All illustrations: Dominic Xavier/Rediff.com

*"Bhagwan ka naam din bhar lena chahiye."

*"Khaane peene ko milta hai."

*"Lekin dimag kaam nahin kar raha hai."

*"Gaav jaane ka man kar raha hai."

*"Bandh karke rakha hai hum logon ko idhar."

*"Agar aana-jaana allow karte, toh woh dil ko fresh rakhta hai or mann halka."

*"Aur hamara behan chaar kg chicken manga ke party kar rahein hai, gaav mein."

Eavesdroppers often hear highly educational snippets.

When I am in the kitchen, every morning, washing my packets of fresh milk, for three sets of 40 seconds each, and dunking them in boiling hot water, my ears log into the conversations unfolding in the rear of the building.

The neighbour across has a family of live-in help, the Mahadiks, who occupy one room at the back of their flat.

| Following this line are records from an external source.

PR #377, opened 2020-02-14
Add ModifyKpoints Firetask and associated VASP powerup

mhsiron:
## Summary
This was a useful feature for me, thought it might be useful for some other people.

Added the ModifyKpoints Firetask to modify a Kpoints object based on a dictionary that matches its attributes. Added an associated VASP powerup to do this at a workflow level.

### DIFF
--- a/atomate/vasp/powerups.py
+++ b/atomate/vasp/powerups.py
@@ -298,8 +298,8 @@ def add_modify_kpoints(
 
     Args:
         original_wf (Workflow)
-        modify_kpoints_params (dict) - dict of parameters for ModifyKpoints.
-        fw_name_constraint (str) - Only apply changes to FWs where fw_name
+        modify_kpoints_params (dict): dict of parameters for ModifyKpoints.
+        fw_name_constraint (str): Only apply changes to FWs where fw_name
         contains this substring.
 
     Returns:
--- a/atomate/vasp/powerups.py
+++ b/atomate/vasp/powerups.py
@@ -14,7 +14,8 @@ from atomate.vasp.firetasks.run_calc import (
     RunNoVasp,
 )
 from atomate.vasp.firetasks.neb_tasks import RunNEBVaspFake
-from atomate.vasp.firetasks.write_inputs import ModifyIncar, ModifyPotcar
+from atomate.vasp.firetasks.write_inputs import ModifyIncar, ModifyPotcar, \
+    ModifyKpoints
 from atomate.vasp.firetasks.parse_outputs import JsonToDb
 from atomate.vasp.config import (
     ADD_NAMEFILE,
@@ -284,6 +285,37 @@ def add_modify_incar(
     for idx_fw, idx_t in idx_list:
         original_wf.fws[idx_fw].tasks.insert(
             idx_t, ModifyIncar(**modify_incar_params)
+        )
+    return original_wf
+
+def add_modify_kpoints(
+    original_wf, modify_kpoints_params=None, fw_name_constraint=None
+):
+    """
+    Every FireWork that runs VASP has a ModifyKpoints task just beforehand. For
+    example, allows you to modify the KPOINTS based on the Worker using env_chk
+    or using hard-coded changes.
+
+    Args:
+        original_wf (Workflow)
+        modify_kpoints_params (dict) - dict of parameters for ModifyKpoints.
+        fw_name_constraint (str) - Only apply changes to FWs where fw_name
+        contains this substring.
+
+    Returns:
+       Workflow
+    """
+    modify_kpoints_params = modify_kpoints_params or {
+        "kpoints_update": ">>kpoints_update<<"
+    }
+    idx_list = get_fws_and_tasks(
+        original_wf,
+        fw_name_constraint=fw_name_constraint,
+        task_name_constraint="RunVasp",
+    )
+    for idx_fw, idx_t in idx_list:
+        original_wf.fws[idx_fw].tasks.insert(
+            idx_t, ModifyKpoints(**modify_kpoints_params)
         )
     return original_wf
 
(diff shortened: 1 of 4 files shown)


utf:
Thanks for this @mhsiron 

Please can you add unit tests for both the powerup and the FireTask. You can see examples of similar tests here:

powerup: https://github.com/hackingmaterials/atomate/blob/eedbdd74d42fbfbcc36cab2bcd05c0b80dd13098/atomate/vasp/tests/test_vasp_powerups.py#L84

FireTask: https://github.com/hackingmaterials/atomate/blob/eedbdd74d42fbfbcc36cab2bcd05c0b80dd13098/atomate/vasp/firetasks/tests/test_write_vasp.py#L119

Also, please ignore the failing py3devtests.

atomate/vasp/powerups.py
```diff
@@ -287,6 +288,37 @@ def add_modify_incar(
...
+    original_wf, modify_kpoints_params=None, fw_name_constraint=None
+):
+    """
+    Every FireWork that runs VASP has a ModifyKpoints task just beforehand. For
+    example, allows you to modify the KPOINTS based on the Worker using env_chk
+    or using hard-coded changes.
+
+    Args:
+        original_wf (Workflow)
+        modify_kpoints_params (dict) - dict of parameters for ModifyKpoints.
```
utf: Can you change the hyphens ("-") to colons, as otherwise these doc string will not be rendered properly in the documentation.

I.e.

```
modify_kpoints_params (dict): dict of parameters for ModifyKpoints.
```

mhsiron: Done! Thanks for your help!

utf:
Thanks!

mkhorton:
This seems useful -- we were having the same issue but with "modify user functional" recently with the HSE FW.

I still think there's a more elegant solution out there though, in terms of the Matryoshka nightmare of all our workflow/fireworks/firetasks kwargs. A more sane base firework for VASP calculations to enforce a uniform method signature might help, but maybe there's a better way to introspect a workflow object and change kwargs dynamically? Once a workflow object is created, we could build a capability to drill down (either by index, or by a selection rule) to individual firetasks and change their available options. If we typed the firetask spec, we could even build dynamic validation into it.

mkhorton:
(And to pre-empt a comment that this is what powerups already too -- the problem I have with powerups is that (a) a new one has to be written essentially for every kwarg, (b) they rely too heavily on regex, and it's not impossible a badly written powerup or powerup input could clobber a workflow.)

utf:
I definitely agree with the sentiment. Using a standardized VASP firework will reduce the mental complexity significantly.

To address a): We could add a general `update_firetask` powerup which is capable of updating the kwargs of any firetask. It would just be a very simple wrapper around the common powerup boilerplate.

Something like

```python
def update_firetask(
    original_wf,
    firetask_name_constraint,
    update_params,
    fw_name_constraint=None,
):
    idx_list = get_fws_and_tasks(
        original_wf,
        fw_name_constraint=fw_name_constraint,
        task_name_constraint=firetask_name_constraint,
    )
    for idx_fw, idx_t in vasp_fws_and_tasks:
        original_wf.fws[idx_fw].tasks[idx_t].update(update_params)
    
    return update_params
```

For b), do you have a preference for how to drill down into specific fireworks/tasks?

mkhorton:
Yes, I think an `update_firetasks` method would be really useful. I was thinking something like:

`workflow.update_firetasks(selection: List, name_constraint: str, key: str, value)` # updates a list of FireTasks that match the selection and constraint

Where `selection` could be a list of FireWorks or FireTasks (the classes themselves, for rigorous filtering). The name constraint which is as it is now, just a regex on FireWork name, the key is then a single kwarg name.

If we start typing the specs, we could also then do validation, which I think could be really compelling.

For usability, this could be split into two methods also, maybe a selection method that just returns a list of FireTasks within that workflow. The FireTasks themselves could have a dot syntax (eg .potcar_functional = ... etc)

Thoughts?

utf:
I can see that being able to select specific classes might be more rigorous, but in practice do the regex name constraints end up causing problems? You can always specify the full firework/firetask name if you want to be sure.

I'm not quite sure of the use cases where your proposal will give more flexibility over the powerup I suggested (which also enables you to update multiple parameters simultaneously).

As for typing the specs, I think that would be very useful, although it would require fundamentally rewriting how fireworks works (everything is no longer a dict)? I would say that this discussion is probably better suited for the Fireworks issue tracker rather than atomate.

mkhorton:
> I'm not quite sure of the use cases where your proposal will give more flexibility over the powerup I suggested (which also enables you to update multiple parameters simultaneously).

Yes, honestly I'd take any option here, I think your solution is perfectly good and very fast to implement too which is a bonus.

I think the main benefit of a more complicated solution is that we could make firetask options more discoverable -- e.g. if you get a selection first, you get a firetask object, and we could have tab-completion for what args you can change.

> As for typing the specs, I think that would be very useful, although it would require fundamentally rewriting how fireworks works (FireTasks are no longer just dicts)?

I don't think so. To take an example, take `RunVASPCustodian`, we would change:

`required_params = ["vasp_cmd"]`

to:

`required_params = {"vasp_cmd": str}`

If `required_params` is a list, Fireworks would work as it always has, if it's a dict, it'd do the typing validation also. So this would be a completely backwards-compatible change.

> I would say that this discussion is probably better suited for the Fireworks issue tracker rather than atomate.

Yes -- completely fair.

utf:
Type checking using `required_params = {"vasp_cmd": str}` is a nice idea.

> we could have tab-completion for what args you can change.

I think this would be difficult without rewriting the FireTasks to be non-dicts. You could make it so that you can access firetask properties using dot notation quite easily by defining `__getattr__`, something like:

```
    def __getattr__(self, item):
        return self[item]
```

But that wouldn't support tab completion.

And these are the bits of dialogue that are usually emanating from the head male member of that family, Suresh Mahadik, who sagaciously weighs in, daily, on every aspect of lockdown Mumbai life.

Either to different people on the phone.

Or his mother in the village.

Or sometimes the grizzled, weather-worn garbage collector, Suresh Chauhan, who hasn't been able to go home to his family in Chunnabatti, north east Mumbai, since April 1, sits down with him and they chew the fat.

Chauhan talks, it seems longingly, about the khet (fields) on the banks of the Ganga Maaee in his native UP.

They discuss how to grow fresh coriander -- a rare commodity in times like these -- in a pot. And mango trees in gamlas (flower pots); why that is of consequence, who knows.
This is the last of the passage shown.